### Task directions
From the records below, give the number of lines that contain the string "Also", without any other text.
↓
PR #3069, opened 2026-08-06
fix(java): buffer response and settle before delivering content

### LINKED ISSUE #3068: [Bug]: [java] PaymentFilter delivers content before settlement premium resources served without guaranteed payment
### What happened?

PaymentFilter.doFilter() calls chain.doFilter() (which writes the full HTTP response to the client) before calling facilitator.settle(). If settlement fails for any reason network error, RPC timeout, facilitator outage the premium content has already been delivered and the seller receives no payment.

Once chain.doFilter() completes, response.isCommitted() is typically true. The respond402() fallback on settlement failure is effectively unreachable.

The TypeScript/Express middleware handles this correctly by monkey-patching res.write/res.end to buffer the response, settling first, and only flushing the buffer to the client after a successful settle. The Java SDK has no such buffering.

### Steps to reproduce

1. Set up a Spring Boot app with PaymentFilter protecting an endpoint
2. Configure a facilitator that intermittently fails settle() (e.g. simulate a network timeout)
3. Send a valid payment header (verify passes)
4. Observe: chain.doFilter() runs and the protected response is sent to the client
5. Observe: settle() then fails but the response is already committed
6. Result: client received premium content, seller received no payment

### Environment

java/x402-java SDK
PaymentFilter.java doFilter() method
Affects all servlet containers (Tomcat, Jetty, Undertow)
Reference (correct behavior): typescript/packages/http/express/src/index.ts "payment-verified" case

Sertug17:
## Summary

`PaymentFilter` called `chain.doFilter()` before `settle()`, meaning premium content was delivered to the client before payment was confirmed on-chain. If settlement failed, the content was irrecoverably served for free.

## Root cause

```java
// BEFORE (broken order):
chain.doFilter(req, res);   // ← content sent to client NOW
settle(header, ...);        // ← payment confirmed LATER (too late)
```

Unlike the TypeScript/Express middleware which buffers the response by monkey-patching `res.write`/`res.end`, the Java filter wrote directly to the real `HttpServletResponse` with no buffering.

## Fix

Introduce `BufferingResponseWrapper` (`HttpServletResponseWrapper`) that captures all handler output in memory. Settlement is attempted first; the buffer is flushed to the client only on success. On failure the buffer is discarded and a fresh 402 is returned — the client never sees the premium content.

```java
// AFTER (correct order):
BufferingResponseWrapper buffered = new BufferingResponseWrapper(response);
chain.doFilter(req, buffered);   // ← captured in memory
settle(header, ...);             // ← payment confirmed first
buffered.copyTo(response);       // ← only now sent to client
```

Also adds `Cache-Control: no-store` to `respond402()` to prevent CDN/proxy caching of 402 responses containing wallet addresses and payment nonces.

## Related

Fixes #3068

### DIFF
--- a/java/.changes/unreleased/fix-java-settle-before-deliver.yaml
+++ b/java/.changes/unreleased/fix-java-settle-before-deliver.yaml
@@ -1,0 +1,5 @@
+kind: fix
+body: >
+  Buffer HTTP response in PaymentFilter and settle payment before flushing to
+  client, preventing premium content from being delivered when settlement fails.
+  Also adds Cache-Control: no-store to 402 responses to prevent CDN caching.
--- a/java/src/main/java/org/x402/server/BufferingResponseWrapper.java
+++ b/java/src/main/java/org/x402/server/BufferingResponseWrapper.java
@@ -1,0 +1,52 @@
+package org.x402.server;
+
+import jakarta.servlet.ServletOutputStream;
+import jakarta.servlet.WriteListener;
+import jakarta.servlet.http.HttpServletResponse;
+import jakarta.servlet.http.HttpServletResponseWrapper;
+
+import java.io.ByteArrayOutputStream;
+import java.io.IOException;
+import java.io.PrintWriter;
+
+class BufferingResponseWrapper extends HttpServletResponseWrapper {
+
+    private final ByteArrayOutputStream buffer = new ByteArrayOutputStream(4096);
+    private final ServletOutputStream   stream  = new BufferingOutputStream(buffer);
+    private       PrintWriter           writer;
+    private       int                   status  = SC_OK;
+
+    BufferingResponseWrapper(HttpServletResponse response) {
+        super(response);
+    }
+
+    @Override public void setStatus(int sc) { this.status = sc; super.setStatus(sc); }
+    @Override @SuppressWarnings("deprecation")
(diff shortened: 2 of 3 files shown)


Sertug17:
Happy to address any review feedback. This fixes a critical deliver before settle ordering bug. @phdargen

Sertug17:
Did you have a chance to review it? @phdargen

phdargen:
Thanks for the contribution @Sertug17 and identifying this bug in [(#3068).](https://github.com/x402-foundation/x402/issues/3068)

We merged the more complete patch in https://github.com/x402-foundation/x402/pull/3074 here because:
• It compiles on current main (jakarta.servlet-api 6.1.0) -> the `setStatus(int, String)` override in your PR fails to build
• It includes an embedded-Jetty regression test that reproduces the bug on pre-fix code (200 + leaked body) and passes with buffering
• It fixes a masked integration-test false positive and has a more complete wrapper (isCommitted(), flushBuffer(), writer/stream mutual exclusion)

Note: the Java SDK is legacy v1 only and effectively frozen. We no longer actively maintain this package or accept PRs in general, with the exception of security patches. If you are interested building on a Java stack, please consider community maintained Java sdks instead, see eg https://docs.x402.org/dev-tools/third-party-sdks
↑
↓
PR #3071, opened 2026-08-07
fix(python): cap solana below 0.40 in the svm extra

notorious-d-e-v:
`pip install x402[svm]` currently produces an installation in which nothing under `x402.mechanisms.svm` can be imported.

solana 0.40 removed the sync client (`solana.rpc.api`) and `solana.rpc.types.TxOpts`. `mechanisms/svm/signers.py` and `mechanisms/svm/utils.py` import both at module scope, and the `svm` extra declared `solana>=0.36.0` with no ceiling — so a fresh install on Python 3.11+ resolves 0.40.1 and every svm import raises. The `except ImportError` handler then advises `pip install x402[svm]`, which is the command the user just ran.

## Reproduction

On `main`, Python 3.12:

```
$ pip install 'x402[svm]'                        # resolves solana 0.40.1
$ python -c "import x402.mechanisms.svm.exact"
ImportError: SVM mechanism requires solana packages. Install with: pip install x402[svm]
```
↑
### Solution for this exercise
2